DATA FOR PROCESSING Start Marker

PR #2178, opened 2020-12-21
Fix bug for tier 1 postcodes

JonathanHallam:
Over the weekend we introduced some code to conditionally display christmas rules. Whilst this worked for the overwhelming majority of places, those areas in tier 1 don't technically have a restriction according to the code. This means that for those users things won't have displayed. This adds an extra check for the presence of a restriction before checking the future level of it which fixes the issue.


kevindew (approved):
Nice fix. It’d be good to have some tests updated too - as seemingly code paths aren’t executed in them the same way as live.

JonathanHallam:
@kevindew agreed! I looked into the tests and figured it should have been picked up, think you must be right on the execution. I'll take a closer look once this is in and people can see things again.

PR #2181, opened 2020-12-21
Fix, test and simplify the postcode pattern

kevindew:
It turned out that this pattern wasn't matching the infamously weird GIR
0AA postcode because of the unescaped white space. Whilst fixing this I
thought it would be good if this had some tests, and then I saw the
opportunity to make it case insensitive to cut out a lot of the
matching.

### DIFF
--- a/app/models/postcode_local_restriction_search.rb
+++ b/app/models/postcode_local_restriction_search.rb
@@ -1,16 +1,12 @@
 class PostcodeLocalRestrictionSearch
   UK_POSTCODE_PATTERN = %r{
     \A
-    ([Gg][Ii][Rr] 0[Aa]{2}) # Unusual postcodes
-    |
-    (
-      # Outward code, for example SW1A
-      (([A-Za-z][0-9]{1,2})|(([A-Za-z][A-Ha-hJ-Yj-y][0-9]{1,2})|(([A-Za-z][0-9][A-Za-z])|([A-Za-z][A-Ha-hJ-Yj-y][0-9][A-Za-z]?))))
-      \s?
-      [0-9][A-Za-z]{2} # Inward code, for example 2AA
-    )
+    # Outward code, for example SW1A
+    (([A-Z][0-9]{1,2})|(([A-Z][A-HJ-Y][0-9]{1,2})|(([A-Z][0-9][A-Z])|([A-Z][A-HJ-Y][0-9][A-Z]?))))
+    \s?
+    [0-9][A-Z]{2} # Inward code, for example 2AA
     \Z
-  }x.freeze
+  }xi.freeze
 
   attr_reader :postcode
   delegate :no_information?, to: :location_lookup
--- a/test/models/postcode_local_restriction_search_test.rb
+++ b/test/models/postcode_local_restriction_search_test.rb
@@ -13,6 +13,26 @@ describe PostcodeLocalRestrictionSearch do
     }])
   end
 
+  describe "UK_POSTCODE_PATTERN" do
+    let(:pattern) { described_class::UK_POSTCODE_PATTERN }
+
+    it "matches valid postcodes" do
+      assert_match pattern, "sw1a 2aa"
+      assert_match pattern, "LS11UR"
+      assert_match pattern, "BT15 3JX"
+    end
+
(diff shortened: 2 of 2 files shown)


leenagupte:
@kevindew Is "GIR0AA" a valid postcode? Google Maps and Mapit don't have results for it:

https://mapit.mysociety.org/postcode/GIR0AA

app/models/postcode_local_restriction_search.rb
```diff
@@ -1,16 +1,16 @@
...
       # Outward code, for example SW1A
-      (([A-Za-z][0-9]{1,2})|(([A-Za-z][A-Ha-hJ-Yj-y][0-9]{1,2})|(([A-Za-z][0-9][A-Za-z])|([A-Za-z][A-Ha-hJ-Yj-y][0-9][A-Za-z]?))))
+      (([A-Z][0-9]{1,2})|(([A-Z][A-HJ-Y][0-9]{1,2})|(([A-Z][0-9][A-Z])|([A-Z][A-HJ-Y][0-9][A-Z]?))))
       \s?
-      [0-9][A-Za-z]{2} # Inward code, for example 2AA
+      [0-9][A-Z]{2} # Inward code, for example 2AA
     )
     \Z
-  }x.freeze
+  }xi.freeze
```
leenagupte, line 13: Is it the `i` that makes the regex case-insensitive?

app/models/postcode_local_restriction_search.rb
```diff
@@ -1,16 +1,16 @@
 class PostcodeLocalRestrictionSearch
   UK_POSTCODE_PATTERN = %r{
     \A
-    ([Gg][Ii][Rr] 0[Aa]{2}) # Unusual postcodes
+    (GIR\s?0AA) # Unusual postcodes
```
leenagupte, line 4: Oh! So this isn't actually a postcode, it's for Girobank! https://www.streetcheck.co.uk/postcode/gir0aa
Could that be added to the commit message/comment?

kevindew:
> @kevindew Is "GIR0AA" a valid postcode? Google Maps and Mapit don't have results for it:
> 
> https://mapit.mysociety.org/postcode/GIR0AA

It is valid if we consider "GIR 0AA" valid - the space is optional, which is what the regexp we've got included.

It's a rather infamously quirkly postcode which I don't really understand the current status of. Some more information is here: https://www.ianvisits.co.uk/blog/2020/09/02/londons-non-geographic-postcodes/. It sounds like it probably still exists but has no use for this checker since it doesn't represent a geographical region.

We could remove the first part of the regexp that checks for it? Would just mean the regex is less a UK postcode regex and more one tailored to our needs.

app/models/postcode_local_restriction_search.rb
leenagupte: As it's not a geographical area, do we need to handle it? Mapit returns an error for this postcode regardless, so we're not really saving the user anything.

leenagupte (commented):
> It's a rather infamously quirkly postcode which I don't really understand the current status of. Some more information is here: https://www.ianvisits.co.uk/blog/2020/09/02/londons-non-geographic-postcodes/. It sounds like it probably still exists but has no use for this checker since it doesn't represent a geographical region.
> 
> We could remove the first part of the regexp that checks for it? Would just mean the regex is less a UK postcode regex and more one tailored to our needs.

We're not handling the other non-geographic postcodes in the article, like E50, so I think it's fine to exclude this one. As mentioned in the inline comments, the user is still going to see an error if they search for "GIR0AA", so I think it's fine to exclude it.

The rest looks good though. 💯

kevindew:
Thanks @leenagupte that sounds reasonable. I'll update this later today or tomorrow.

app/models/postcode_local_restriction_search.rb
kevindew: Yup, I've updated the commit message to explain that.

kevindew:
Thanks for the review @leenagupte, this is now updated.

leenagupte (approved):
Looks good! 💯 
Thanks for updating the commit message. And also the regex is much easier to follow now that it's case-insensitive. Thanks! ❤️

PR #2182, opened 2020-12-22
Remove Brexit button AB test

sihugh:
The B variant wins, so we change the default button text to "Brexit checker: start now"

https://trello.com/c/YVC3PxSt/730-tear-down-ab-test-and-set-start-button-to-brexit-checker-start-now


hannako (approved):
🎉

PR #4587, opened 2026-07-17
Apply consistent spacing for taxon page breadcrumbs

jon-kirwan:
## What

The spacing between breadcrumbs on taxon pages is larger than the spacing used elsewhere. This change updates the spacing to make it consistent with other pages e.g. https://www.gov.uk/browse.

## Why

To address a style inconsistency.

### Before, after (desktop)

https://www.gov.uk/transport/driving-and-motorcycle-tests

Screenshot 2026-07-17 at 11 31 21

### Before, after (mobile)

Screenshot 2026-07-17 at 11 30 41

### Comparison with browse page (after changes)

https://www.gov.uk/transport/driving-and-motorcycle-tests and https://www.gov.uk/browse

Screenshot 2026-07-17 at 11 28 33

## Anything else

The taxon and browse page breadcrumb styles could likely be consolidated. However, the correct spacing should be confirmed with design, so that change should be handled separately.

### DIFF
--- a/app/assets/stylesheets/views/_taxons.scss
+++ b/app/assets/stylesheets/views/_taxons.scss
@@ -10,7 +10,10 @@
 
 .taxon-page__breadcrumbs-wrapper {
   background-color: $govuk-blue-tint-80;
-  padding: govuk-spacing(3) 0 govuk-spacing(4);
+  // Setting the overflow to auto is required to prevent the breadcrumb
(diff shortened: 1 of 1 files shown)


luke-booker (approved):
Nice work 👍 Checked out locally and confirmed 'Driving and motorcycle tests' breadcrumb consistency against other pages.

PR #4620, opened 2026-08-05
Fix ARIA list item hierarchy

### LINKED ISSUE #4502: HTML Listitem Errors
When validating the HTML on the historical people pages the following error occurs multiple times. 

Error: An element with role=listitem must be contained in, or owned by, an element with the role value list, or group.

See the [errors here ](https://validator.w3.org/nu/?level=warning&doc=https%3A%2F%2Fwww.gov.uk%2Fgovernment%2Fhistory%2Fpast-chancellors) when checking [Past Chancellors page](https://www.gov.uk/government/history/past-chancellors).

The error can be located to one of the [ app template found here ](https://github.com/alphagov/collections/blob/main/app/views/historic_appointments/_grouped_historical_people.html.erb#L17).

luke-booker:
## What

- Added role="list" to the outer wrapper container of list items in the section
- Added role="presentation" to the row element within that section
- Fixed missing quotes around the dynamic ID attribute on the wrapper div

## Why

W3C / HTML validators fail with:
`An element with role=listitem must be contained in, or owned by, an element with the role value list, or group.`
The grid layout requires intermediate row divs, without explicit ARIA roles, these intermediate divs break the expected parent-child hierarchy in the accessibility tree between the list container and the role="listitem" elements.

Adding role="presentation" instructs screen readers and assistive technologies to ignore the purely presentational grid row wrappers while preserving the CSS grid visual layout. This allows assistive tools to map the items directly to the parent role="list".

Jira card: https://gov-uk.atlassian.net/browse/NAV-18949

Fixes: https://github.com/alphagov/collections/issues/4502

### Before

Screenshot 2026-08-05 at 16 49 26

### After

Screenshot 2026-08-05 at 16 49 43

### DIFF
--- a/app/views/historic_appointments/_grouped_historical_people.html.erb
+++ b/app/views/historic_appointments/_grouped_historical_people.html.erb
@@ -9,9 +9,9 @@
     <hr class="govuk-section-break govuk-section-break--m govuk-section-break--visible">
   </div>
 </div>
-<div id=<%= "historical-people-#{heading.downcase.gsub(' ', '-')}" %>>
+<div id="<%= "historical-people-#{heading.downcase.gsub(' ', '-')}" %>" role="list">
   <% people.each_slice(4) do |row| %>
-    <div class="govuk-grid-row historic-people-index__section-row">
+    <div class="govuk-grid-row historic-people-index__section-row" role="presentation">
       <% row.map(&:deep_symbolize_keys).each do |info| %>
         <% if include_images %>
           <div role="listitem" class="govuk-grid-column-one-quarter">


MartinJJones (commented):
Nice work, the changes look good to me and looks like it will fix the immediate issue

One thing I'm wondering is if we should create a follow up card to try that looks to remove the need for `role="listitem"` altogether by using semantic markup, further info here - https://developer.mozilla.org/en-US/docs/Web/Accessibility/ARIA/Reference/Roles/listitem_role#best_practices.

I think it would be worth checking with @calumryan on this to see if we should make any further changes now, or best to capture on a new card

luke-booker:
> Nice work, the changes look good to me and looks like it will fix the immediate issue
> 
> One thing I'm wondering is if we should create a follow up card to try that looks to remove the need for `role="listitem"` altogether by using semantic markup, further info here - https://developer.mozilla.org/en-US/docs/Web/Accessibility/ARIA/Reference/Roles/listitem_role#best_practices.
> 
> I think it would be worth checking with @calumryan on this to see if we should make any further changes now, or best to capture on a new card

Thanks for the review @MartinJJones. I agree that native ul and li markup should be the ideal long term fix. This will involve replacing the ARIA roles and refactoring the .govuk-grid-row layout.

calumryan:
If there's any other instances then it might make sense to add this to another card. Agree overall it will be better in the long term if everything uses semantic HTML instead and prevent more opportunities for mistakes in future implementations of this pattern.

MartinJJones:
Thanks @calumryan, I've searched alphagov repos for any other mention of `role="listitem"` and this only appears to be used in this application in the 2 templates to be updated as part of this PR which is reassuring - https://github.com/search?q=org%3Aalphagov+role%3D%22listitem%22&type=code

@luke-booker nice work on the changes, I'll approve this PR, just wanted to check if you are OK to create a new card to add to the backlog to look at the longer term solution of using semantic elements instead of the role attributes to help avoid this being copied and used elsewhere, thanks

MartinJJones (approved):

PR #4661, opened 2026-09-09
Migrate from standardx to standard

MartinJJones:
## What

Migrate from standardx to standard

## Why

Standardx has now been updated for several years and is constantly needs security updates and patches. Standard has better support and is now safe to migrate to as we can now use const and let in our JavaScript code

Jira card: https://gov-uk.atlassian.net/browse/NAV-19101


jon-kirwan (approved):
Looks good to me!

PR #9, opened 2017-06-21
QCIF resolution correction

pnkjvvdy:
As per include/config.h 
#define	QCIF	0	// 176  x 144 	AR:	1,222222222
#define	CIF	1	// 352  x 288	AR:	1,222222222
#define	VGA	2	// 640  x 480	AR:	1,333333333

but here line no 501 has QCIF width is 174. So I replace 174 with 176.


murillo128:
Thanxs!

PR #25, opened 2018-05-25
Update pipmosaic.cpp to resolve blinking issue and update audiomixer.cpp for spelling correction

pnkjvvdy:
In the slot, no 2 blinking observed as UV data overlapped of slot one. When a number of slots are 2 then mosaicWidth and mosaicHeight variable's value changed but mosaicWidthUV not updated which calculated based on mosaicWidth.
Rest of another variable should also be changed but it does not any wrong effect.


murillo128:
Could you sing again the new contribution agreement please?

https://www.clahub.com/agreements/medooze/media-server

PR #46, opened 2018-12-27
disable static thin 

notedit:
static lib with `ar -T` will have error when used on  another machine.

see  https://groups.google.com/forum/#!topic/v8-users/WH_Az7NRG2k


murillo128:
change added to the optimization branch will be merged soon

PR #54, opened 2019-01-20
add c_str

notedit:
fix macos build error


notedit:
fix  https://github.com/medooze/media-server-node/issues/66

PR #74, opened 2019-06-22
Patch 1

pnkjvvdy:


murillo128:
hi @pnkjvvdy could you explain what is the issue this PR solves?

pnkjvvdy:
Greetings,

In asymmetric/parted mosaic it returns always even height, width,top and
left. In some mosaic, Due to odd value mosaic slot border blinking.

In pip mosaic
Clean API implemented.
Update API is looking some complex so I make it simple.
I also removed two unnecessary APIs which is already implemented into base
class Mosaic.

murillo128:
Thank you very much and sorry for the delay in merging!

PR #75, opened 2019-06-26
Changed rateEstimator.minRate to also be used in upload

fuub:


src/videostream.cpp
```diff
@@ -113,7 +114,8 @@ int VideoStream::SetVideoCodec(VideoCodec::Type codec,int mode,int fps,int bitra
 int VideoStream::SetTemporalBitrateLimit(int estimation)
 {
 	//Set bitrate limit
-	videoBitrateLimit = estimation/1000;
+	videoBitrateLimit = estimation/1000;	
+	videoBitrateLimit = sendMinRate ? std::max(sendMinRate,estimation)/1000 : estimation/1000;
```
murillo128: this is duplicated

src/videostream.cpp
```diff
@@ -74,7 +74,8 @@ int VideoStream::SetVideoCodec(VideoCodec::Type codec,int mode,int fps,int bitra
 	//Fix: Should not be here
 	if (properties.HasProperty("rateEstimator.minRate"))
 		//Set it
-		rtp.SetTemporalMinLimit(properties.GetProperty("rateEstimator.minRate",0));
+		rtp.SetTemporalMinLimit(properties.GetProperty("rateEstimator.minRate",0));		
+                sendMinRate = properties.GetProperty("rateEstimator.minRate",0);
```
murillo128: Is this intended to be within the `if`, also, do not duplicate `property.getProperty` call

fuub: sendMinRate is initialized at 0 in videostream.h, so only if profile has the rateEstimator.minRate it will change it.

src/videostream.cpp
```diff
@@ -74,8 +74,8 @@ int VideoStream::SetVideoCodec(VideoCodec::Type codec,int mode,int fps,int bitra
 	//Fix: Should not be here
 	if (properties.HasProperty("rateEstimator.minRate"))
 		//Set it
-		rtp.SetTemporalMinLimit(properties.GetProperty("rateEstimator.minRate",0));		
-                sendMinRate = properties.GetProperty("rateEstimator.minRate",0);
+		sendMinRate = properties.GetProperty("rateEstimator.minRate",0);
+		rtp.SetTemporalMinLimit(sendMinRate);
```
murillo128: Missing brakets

DATA FOR PROCESSING End Marker

> AIM OF THE TASK
Reply with nothing but the number of lines in the entries above that hold the string "message".

> EXERCISE ANSWER
3